Items listed in a dataset
Content starts

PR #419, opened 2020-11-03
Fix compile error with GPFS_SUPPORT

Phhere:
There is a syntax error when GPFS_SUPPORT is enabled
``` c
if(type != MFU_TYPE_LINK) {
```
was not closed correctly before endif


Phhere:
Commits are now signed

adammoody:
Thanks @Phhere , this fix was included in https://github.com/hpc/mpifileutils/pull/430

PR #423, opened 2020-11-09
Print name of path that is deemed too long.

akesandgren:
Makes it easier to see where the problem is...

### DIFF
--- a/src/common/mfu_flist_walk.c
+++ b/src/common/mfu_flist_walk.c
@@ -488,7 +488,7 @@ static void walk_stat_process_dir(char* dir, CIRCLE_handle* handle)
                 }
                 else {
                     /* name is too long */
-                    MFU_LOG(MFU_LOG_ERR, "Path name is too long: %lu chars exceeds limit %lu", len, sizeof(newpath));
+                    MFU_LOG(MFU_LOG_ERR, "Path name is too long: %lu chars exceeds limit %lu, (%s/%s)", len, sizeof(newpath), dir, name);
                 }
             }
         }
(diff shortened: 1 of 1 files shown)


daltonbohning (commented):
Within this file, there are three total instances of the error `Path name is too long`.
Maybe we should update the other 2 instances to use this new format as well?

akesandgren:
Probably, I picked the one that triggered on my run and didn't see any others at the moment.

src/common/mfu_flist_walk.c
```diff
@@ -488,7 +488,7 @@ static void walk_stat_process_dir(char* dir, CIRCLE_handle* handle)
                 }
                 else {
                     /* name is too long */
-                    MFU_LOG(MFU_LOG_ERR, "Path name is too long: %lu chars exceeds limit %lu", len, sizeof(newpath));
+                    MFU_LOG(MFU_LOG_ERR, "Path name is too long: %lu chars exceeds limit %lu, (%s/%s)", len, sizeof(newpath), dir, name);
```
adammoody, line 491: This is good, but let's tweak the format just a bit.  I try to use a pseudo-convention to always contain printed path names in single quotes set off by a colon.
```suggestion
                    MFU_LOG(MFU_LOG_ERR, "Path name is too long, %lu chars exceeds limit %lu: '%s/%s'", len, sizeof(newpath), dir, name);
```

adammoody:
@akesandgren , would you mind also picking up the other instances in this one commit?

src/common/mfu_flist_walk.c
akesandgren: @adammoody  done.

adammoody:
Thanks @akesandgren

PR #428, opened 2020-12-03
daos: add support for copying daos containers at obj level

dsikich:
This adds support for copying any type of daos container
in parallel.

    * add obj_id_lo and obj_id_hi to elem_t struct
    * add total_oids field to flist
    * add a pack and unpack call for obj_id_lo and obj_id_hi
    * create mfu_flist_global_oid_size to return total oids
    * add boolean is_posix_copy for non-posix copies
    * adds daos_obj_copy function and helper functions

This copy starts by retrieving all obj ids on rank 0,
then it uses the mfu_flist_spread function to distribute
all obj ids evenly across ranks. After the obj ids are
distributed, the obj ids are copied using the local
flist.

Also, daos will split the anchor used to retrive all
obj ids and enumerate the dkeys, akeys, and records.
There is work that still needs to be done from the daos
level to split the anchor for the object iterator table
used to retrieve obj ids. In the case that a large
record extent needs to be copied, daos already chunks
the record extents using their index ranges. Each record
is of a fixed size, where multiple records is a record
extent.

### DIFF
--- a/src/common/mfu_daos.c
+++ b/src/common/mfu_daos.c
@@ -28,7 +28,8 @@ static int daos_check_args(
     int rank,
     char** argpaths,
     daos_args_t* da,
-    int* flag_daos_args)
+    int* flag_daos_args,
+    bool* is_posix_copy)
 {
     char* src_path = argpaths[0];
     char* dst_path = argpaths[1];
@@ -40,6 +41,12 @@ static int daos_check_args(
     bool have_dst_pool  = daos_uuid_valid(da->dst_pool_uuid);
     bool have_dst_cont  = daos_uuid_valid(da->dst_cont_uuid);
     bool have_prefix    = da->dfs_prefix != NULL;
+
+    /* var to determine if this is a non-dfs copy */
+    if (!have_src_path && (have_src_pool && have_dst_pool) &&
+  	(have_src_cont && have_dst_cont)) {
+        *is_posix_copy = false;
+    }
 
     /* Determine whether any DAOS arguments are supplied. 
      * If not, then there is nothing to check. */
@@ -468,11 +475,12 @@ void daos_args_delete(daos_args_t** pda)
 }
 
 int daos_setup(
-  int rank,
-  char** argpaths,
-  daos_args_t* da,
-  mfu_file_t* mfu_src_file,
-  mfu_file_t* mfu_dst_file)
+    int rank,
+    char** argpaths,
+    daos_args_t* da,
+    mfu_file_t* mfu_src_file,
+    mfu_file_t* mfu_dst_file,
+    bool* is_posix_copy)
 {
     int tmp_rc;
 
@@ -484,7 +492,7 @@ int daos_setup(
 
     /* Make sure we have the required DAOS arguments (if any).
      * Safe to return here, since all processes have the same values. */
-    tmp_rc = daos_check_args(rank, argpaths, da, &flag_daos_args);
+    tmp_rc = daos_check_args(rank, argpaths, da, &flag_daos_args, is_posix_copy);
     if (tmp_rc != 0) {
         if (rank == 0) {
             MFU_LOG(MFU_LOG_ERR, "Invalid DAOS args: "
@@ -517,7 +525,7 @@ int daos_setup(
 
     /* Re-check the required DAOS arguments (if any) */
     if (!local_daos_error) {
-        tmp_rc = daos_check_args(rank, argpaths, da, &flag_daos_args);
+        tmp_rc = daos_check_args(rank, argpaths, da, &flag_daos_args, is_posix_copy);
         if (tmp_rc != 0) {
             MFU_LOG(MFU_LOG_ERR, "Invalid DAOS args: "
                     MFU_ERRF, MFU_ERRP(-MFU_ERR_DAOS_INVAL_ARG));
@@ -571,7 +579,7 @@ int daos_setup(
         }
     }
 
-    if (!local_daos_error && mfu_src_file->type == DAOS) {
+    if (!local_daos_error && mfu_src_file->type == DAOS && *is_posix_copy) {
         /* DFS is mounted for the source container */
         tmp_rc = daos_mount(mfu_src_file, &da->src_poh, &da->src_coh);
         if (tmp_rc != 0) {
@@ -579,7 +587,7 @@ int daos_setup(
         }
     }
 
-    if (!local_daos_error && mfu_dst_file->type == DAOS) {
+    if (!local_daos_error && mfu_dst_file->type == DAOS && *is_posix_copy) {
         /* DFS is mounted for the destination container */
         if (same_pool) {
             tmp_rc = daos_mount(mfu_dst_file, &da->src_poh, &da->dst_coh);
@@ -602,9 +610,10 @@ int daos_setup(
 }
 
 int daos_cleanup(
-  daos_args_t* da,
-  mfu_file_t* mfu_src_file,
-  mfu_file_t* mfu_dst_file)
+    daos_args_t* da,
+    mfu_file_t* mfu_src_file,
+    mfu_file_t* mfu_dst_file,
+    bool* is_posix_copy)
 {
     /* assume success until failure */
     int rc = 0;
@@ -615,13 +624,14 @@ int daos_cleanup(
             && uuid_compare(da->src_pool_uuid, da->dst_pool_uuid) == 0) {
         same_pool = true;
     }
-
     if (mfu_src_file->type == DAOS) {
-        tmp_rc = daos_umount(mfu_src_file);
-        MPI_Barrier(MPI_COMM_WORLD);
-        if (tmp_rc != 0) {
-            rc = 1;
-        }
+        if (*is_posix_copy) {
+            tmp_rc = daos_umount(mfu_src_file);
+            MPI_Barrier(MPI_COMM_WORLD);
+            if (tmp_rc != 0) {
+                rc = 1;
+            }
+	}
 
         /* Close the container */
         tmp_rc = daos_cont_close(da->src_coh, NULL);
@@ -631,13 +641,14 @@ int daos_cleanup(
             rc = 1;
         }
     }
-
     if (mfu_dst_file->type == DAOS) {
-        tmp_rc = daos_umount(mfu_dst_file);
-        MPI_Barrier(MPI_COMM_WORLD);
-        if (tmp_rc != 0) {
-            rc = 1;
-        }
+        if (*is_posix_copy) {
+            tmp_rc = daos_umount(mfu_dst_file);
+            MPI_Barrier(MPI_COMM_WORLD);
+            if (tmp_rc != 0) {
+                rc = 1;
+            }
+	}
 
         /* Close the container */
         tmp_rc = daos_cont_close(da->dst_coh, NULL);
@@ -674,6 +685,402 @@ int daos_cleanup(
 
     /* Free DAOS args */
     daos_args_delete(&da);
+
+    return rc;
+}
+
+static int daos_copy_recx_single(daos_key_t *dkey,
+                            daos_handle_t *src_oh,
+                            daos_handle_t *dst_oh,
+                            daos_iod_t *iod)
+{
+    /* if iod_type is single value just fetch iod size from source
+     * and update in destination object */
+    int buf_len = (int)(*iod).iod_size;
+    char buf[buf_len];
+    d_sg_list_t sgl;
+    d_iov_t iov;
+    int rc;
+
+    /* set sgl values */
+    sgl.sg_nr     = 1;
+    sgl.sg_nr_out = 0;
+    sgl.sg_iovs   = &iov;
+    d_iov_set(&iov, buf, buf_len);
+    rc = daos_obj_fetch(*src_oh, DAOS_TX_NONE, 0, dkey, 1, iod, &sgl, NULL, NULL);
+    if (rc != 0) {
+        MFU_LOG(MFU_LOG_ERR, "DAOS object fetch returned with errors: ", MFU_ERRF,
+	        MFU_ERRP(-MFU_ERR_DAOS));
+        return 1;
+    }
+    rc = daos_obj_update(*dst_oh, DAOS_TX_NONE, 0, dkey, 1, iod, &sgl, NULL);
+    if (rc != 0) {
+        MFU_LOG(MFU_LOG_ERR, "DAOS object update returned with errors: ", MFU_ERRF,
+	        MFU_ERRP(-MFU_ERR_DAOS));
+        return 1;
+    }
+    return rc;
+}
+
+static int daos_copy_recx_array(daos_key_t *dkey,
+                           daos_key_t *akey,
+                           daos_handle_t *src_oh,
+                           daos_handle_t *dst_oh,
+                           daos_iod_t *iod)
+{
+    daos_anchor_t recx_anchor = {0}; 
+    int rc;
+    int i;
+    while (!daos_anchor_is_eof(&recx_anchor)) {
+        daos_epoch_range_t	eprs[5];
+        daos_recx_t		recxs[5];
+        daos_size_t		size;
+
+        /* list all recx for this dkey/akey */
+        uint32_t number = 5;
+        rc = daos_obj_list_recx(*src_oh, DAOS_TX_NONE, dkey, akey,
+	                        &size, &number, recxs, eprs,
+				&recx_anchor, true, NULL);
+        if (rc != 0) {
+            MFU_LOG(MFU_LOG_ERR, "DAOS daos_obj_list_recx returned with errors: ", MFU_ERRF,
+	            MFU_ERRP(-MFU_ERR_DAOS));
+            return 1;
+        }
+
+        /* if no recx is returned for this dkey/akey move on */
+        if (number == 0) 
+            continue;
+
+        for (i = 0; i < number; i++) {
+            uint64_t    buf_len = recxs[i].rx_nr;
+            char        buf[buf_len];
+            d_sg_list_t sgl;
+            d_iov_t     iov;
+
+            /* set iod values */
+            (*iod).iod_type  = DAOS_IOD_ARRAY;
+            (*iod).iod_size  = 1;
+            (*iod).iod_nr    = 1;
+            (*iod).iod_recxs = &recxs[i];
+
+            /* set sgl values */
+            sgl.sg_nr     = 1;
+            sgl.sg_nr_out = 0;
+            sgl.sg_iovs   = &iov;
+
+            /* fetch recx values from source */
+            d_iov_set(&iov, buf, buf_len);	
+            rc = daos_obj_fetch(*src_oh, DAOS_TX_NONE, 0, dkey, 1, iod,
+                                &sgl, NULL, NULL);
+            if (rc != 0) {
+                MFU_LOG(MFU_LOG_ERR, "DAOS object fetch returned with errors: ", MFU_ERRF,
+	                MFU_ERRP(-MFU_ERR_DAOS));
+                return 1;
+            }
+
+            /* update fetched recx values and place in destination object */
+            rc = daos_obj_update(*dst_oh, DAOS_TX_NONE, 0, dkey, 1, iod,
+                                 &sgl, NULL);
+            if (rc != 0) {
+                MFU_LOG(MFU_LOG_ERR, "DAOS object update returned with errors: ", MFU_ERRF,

Content ends
Content starts

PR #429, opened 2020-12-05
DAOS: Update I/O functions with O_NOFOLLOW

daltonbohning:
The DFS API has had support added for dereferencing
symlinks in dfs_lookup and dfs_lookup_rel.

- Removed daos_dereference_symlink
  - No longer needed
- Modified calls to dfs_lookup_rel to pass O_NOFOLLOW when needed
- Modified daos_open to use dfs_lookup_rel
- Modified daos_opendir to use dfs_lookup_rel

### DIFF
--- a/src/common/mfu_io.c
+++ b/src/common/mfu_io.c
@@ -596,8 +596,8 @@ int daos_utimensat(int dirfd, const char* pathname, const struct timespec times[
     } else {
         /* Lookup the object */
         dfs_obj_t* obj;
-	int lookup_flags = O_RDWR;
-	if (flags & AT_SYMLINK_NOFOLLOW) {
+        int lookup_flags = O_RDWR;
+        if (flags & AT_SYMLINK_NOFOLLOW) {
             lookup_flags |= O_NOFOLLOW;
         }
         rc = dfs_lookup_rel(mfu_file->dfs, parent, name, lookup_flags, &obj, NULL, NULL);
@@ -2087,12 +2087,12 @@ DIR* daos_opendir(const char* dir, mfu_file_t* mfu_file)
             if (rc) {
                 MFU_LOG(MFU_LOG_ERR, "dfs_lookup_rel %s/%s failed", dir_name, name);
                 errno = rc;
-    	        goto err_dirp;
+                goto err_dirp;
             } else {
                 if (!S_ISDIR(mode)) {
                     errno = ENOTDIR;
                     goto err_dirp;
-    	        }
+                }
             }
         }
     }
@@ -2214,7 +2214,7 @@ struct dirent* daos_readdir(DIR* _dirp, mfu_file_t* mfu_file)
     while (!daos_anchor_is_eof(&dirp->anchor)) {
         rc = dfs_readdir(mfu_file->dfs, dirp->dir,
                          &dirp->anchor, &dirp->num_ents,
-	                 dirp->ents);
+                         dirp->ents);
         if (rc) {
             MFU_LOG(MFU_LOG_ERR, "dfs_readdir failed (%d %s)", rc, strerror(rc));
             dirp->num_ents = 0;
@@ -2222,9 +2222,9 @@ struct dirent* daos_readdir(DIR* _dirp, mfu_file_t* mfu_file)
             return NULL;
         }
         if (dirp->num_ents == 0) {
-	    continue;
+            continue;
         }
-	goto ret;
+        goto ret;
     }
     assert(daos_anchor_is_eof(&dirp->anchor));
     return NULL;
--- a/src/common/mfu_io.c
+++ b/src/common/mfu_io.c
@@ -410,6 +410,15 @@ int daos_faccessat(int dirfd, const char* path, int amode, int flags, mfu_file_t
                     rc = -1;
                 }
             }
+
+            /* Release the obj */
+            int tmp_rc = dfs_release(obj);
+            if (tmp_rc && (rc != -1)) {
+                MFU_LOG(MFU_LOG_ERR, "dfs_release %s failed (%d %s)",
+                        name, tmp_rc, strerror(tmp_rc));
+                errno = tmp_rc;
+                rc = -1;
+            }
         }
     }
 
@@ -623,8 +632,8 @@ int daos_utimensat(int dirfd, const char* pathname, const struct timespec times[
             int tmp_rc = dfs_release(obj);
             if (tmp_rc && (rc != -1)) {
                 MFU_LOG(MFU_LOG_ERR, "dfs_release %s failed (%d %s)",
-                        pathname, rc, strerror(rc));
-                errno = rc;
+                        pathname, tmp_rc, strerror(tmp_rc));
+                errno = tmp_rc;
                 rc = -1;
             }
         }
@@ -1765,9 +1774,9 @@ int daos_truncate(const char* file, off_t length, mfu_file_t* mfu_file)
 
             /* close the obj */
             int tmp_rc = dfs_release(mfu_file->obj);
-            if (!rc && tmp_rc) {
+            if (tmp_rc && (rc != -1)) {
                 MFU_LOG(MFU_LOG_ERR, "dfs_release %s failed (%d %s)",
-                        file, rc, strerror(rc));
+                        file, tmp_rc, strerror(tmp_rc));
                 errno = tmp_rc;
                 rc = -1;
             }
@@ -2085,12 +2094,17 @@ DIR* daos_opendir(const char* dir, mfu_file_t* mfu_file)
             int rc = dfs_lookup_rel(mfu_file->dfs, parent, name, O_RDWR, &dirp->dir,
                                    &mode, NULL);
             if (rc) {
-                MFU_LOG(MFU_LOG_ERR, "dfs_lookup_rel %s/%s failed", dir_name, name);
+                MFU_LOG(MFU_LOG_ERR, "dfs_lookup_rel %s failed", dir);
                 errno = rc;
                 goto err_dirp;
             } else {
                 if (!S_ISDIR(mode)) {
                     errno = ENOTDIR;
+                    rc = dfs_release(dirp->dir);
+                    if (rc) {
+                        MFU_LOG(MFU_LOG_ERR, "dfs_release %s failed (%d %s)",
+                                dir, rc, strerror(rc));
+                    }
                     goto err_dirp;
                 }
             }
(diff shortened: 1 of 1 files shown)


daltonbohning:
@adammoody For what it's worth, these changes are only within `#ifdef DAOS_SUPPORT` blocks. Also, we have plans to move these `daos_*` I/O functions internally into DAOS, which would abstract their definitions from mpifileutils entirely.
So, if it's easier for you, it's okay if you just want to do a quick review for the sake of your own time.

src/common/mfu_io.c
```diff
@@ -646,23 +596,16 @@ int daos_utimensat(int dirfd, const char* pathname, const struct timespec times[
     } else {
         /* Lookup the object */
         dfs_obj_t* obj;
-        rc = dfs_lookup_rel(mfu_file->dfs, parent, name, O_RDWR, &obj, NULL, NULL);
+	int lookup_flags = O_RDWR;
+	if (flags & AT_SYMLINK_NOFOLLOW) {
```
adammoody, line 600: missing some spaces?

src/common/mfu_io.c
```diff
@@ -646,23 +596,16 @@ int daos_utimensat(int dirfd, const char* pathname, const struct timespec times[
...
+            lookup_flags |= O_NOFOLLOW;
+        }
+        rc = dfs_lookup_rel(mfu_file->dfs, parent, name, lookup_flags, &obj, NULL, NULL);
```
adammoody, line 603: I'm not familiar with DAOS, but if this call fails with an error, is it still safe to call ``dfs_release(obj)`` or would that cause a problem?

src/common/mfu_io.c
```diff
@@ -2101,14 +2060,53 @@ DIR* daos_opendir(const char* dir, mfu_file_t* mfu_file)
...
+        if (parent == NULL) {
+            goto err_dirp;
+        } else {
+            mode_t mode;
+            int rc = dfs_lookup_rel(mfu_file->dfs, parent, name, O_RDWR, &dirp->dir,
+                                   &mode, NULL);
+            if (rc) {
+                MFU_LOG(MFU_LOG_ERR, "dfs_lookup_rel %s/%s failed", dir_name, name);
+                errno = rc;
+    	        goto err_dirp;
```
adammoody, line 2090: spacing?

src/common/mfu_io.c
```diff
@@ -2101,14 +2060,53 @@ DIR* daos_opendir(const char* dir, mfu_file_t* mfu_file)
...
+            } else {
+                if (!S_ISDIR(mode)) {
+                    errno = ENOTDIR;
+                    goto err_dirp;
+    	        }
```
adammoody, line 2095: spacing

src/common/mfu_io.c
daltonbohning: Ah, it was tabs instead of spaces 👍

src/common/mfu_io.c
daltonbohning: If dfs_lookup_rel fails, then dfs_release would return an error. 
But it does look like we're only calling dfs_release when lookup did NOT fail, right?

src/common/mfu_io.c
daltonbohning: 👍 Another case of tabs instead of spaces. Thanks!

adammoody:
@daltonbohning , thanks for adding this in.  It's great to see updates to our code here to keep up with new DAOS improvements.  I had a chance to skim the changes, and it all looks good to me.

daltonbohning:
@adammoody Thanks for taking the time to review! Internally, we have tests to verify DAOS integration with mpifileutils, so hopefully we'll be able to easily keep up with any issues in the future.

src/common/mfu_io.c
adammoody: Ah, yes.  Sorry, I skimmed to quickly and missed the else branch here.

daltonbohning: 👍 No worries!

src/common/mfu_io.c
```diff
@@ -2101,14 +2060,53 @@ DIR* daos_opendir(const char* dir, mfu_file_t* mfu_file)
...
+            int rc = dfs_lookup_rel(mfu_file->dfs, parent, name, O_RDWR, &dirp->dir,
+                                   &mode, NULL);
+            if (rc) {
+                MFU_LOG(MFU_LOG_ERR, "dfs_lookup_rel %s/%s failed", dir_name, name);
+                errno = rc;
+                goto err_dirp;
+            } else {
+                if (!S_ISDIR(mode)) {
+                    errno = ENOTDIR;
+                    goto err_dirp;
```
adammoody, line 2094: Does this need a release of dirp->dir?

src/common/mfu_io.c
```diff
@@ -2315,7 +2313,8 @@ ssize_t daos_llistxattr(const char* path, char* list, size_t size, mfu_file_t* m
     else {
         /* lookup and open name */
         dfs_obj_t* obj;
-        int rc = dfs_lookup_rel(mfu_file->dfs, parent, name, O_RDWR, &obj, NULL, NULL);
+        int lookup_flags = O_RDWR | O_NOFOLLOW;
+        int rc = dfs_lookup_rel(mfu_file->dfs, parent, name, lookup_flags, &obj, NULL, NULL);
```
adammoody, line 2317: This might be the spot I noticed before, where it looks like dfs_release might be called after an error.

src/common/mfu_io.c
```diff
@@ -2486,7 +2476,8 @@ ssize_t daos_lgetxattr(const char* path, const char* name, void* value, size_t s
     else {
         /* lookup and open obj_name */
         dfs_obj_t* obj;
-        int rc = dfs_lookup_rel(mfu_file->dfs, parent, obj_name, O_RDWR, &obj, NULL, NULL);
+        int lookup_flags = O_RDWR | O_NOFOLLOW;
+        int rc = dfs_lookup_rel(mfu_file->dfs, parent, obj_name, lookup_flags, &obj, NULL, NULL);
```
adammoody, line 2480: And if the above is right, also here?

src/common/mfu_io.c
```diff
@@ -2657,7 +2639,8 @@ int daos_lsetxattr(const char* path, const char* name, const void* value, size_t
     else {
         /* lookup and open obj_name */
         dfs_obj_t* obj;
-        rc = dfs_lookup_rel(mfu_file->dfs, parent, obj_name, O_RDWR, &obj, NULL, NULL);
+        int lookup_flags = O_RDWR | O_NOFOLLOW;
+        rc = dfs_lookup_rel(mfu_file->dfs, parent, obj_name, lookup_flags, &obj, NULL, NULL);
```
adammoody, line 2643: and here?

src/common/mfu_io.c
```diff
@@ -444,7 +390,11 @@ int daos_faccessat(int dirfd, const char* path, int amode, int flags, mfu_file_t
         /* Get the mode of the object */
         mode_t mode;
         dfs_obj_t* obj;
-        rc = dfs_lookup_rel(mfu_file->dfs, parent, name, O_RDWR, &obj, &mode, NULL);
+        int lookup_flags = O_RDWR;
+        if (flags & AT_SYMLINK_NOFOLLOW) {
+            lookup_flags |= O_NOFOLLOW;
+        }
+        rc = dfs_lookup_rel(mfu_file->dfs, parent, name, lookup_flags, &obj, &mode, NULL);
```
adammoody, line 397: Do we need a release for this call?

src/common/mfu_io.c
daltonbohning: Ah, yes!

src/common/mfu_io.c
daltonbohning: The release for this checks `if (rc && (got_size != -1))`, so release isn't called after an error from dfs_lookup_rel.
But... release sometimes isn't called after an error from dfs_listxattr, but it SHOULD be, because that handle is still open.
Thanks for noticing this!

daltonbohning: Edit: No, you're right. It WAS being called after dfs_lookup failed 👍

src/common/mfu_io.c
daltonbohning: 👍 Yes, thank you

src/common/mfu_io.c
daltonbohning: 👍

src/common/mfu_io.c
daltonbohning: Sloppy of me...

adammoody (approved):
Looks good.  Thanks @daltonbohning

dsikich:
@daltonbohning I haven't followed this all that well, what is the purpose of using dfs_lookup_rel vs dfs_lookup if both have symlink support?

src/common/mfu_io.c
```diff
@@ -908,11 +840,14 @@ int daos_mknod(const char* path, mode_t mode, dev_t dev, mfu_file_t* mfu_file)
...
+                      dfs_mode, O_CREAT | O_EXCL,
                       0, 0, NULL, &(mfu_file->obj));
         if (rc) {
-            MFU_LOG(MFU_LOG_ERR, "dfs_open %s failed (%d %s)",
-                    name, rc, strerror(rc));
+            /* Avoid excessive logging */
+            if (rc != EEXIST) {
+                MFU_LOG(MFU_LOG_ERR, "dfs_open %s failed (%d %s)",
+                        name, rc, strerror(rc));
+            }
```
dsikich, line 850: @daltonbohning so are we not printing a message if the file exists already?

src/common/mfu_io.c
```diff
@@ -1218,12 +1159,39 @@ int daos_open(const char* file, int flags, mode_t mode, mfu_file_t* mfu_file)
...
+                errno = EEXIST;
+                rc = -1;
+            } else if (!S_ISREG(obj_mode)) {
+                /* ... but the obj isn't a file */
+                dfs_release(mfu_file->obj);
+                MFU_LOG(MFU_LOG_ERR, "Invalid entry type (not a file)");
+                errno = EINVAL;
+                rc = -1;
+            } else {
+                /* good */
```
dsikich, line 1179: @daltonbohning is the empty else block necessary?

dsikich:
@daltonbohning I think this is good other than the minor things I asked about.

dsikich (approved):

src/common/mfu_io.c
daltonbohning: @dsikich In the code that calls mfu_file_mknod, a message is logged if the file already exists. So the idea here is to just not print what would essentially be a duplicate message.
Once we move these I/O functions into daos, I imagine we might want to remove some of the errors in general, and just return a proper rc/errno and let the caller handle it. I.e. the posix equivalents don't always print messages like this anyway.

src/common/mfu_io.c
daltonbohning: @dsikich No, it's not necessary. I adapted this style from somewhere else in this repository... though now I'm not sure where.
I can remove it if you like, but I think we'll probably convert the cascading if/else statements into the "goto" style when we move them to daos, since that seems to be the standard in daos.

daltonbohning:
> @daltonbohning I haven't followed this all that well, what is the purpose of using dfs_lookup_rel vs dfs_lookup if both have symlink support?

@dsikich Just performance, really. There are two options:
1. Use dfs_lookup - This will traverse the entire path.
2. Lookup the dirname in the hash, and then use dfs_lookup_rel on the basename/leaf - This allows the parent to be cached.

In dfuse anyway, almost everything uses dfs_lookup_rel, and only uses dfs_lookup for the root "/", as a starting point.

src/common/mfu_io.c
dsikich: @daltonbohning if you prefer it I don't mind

Content ends

## Work to complete
Copy out every line above where "functions" is present.

## Result of this task
    * adds daos_obj_copy function and helper functions
DAOS: Update I/O functions with O_NOFOLLOW
@adammoody For what it's worth, these changes are only within `#ifdef DAOS_SUPPORT` blocks. Also, we have plans to move these `daos_*` I/O functions internally into DAOS, which would abstract their definitions from mpifileutils entirely.
Once we move these I/O functions into daos, I imagine we might want to remove some of the errors in general, and just return a proper rc/errno and let the caller handle it. I.e. the posix equivalents don't always print messages like this anyway.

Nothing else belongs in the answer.